The undersigned acknowledges receipt of the Notice of Special Meeting of Shareholders and Proxy Statement of the Company relating to the Meeting.

This Proxy, when properly executed, will be voted in the manner directed herein by the undersigned. If no direction is made with respect to any matter, this Proxy will be voted FOR such matter. Any and all proxies heretofore given by the undersigned are hereby revoked.

(Continued and to be signed on the reverse side)

SPECIAL MEETING OF SHAREHOLDERS OF SAVERONE 2014 LTD.

August 18, 2022

PLEASE SIGN, DATE AND RETURN PROMPTLY IN THE ENCLOSED ENVELOPE. PLEASE MARK YOUR VOTE IN BLUE OR BLACK INK AS SHOWN HERE ☒

  1. To elect Sharon Schreiber as an external director for a three-year term ending August 18, 2025
FOR AGAINST ABSTAIN
--- ----- --- --------- --- ---------

1A. Please mark YES if you are a controlling shareholder or have a personal interest in the said resolution, as such terms are defined in the Proxy Statement of the Company. Please mark NO if you are not. IF YOU DO NOT MARK ONE OF THE BOXES YOUR VOTE SHALL NOT BE COUNTED.

YES
NO
---------- --- ----

In their discretion, the proxies are authorized to vote upon such other matters as may properly come before the Meeting or any adjournment or postponement thereof.

_______, 2022
NAME SIGNATURE DATE
_______, 2022
NAME SIGNATURE DATE

Please sign exactly as your name appears on this Proxy.
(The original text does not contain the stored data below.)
PR #8, opened 2022-02-11
Exit with a message when SELinux is disabled

emesika:
chcon is used without checking if SELinux is not disabled.
This cause a message of the form :
"chcon: can't apply partial context to unlabeled file ..."

This patch adds a check for SELinux enforcing status and exists
with a proper message if SELinux is disabled.

Signed-of-by: Eli Mesika <emesika@redhat.com>

### DIFF
--- a/lagofy.sh
+++ b/lagofy.sh
@@ -170,7 +170,7 @@ ost_init() {
     mkdir "$PREFIX"
     mkdir "$PREFIX/logs"
     mkdir "$PREFIX/images"
-    chcon -t svirt_image_t "$PREFIX/images"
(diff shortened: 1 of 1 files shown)


almusil:
This actually breaks OST inside containers, if the message is the only problem what about adding if that checks selinux status?

tinez (commented):
Not sure how is this change supposed to work. IIUC correctly `chcon` call exits with non-0 code if selinux is disabled? If so, then we should rather have something like:

```
[[ "$(getenforce)" == "Enforcing" ]] && chcon ...
```

almusil:
AFAIK selinux is always presenting itself as disabled in container. To check if you are inside container something there is `/run/.containerenv` for Podman and `/run/.dockerenv` for Docker.

michalskrivanek:
i think we can safely close this

PR #9, opened 2022-02-11
package_mgmt: Allow 'el8' packages in rhel8 runs

tinez:
We don't really expect d/s packages to be built on GitHub,
but one exception to this rule is the OCP installer needed
by Terraform suite, that is tested only on rhel8.


michalskrivanek (approved):
/ost

michalskrivanek:
oh..ost is not configured to ost....that needs to be fixed!:)

michalskrivanek:
> oh..ost is not configured to ost....that needs to be fixed!:)

#10 should do the trick, so let's see...

PR #15, opened 2022-02-15
ovirtlib: ansiblelib - fix mutable default value

erav:
With a mutable default value a function doesn't behave idempotently on
consecutive invocations.

Change-Id: I372bbc14459ae07cda200366a50dcc11dd9e4c7f

### DIFF
--- a/network-suite-master/ovirtlib/ansiblelib.py
+++ b/network-suite-master/ovirtlib/ansiblelib.py
@@ -14,11 +14,11 @@ class AnsibleExecutionFailure(Exception):
 
 
 class Playbook(object):
-    def __init__(self, playbook, extra_vars={}):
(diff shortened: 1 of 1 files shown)


erav:
verified: passes on network-suite [1]
[1] https://rhv-devops-jenkins.rhev-ci-vms.eng.rdu2.redhat.com/job/ds-ost-baremetal_manual/28378/

hbraha (approved):
+1, interesting, do you know what is the root cause for this change of behavior? 
should we open a bug for it?

erav:
> +1, interesting, do you know what is the root cause for this change of behavior? should we open a bug for it?

this is python behaviour. need to investigate what they say about it

hbraha (approved):

tinez (approved):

When shares are held jointly, each holder should sign. When signing as executor, administrator, trustee or guardian, please give full title as such. If the signed is a corporation, please sign full corporate name by duly authorized officer, giving full title as such. If signer is a partnership, please sign in partnership name by authorized person.